Pemerintah menetapkan target pertumbuhan ekonomi sebesar 5,7 persen untuk kuartal II 2026 pada Jumat (25/4/2026). Target tersebut diupayakan melalui pemberian stimulus, percepatan belanja negara, serta penguatan pembiayaan pada sektor industri padat karya guna menjaga momentum ekonomi nasional.
Menteri Keuangan Purbaya Yudhi Sadewa menjelaskan bahwa peluang untuk mencapai angka pertumbuhan tersebut masih sangat terbuka luas. Dilansir dari Money, otoritas keuangan memiliki waktu hingga akhir Juni untuk mengoptimalkan seluruh instrumen kebijakan yang ada.
"Kita akan dorong ke sana (5,7%). Masih ada Mei dan Juni, nanti kita lihat data dan kasih dorongan lagi ke ekonomi," ujar Purbaya, Menteri Keuangan.
Evaluasi terhadap data ekonomi akan dilakukan secara berkala untuk menentukan langkah lanjutan yang diperlukan. Pemerintah membuka opsi pemberian stimulus tambahan apabila ditemukan indikasi perlambatan aktivitas ekonomi dalam beberapa bulan ke depan.
Strategi utama yang disiapkan mencakup percepatan realisasi belanja pada setiap kementerian dan lembaga negara. Upaya ini diproyeksikan dapat mempercepat distribusi likuiditas ke tengah masyarakat dan menjaga daya beli melalui bantuan tunai serta kebijakan pendukung lainnya.
Purbaya turut menyoroti pergerakan harga komoditas global, seperti minyak kelapa sawit (CPO), yang dinilai tidak selalu membawa dampak negatif bagi Indonesia. Penyesuaian domestik akibat kenaikan harga global akan dikelola melalui penguatan koordinasi lintas kementerian guna menjaga stabilitas harga.
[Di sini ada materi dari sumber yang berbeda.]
Issue #832, opened 2018-09-10
Implement generic test pattern to catch NPEs, etc in all rules.


tkrop:
While moving to OpenAPI 3.0 and migrating to Kotlin we had repeated problems with NPEs and SOEs in rules. May be we need a generic test pattern to detect some generally happening programmer mistakes for incomplete OpenAPI specifications. Such a task will pay off the more rules Zally provides.

roxspring:
Anybody know if there's a way to persuade Kotlin / Idea that e.g. `OpenAPI.paths` should have a signature of `Map<String, PathItem>?` rather than the `Map<String, PathItem>` without modifying the upstream Java sources? Feels like that would go a long way to addressing the NullPointerException problem.

Don't have any great suggestion for addressing StackOverflowExceptions (presumably what's meant by SOE above).

tkrop:
We have fixed another generic issue. While doing so we discovered a minimal strategy to solve this issue (see [my comment](https://github.com/zalando/zally/pull/835/files#r217303561)). The basic concept is to create a minimal API specification that covers all important elements and step by replace leave values against `null` and remove leaves. A parameterized test will with all resulting APIs allows discovery all potential NPE reason.

roxspring:
Are there thoughts to do anything more with this issue or should we just close it?

maxim-tschumak:
The idea @tkrop has mentioned is not implemented yet (a test which executes all rules against API specs with various null values).

roxspring:
As of #867 I think I've implemented @tkrop's idea (which I kept overlooking) so suspect this is closable now.

PR #835, opened 2018-09-12
Fixing StackoverFlow, Adding tests for NPE and support for recursive specifications

### LINKED ISSUE #826: Checking recursive APIs schemas result in StackOverflowException
Example: https://github.bus.zalan.do/setanta/api-reviews/pull/1/files

maxim-tschumak:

Dalam pengembangannya, pemerintah memilih untuk memaksimalkan program yang sudah berjalan dibandingkan meluncurkan kebijakan fiskal yang sepenuhnya baru. Fokus saat ini dialihkan pada optimalisasi sektor riil yang menyerap banyak tenaga kerja.
"Yang utama kita adalah memaksimalkan semua program di perekonomian berjalan dengan baik, bukan menambah stimulus baru," terang Purbaya, Menteri Keuangan.
Pemerintah meningkatkan komunikasi dengan para pelaku usaha untuk memetakan kendala lapangan, khususnya hambatan akses kredit pada industri tekstil dan alas kaki. Sektor ini dianggap masih memiliki potensi ekspor yang kuat jika mendapatkan dukungan pembiayaan yang tepat.
Optimalisasi peran lembaga keuangan seperti Lembaga Pembiayaan Ekspor Indonesia (LPEI) menjadi prioritas untuk menyediakan pinjaman bunga rendah bagi proyek prospektif. Penguatan dukungan juga akan disalurkan melalui PT Sarana Multi Infrastruktur (SMI) dan Pusat Investasi Pemerintah (PIP).
"Kalau memang menjanjikan, kita ingin menghidupkan semua industri yang bisa dihidupkan di dalam negeri," ujar Purbaya, Menteri Keuangan.